PR #92, opened 2025-12-13
Make useRequestModal accurate to window.openai

khandrew1:
* Adds `params` and `anchor` to the useRequestModal hook.
* `useRequestModal` now returns `[open, isOpen]`, to open the modal and to check if the modal is open.
* After testing with ChatGPT, all options are considered optional.
* Originally I had said that you had to use `view` to determine if the widget is a modal. This isn't true as ChatGPT also updates the `displayMode` to modal as well, so its fine to just track that I feel.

_____

▶ [The task]:
In your response, reproduce the records exactly, every one.

▶ [Task response]:
PR #92, opened 2025-12-13
Make useRequestModal accurate to window.openai

khandrew1:
* Adds `params` and `anchor` to the useRequestModal hook.
* `useRequestModal` now returns `[open, isOpen]`, to open the modal and to check if the modal is open.
* After testing with ChatGPT, all options are considered optional.
* Originally I had said that you had to use `view` to determine if the widget is a modal. This isn't true as ChatGPT also updates the `displayMode` to modal as well, so its fine to just track that I feel.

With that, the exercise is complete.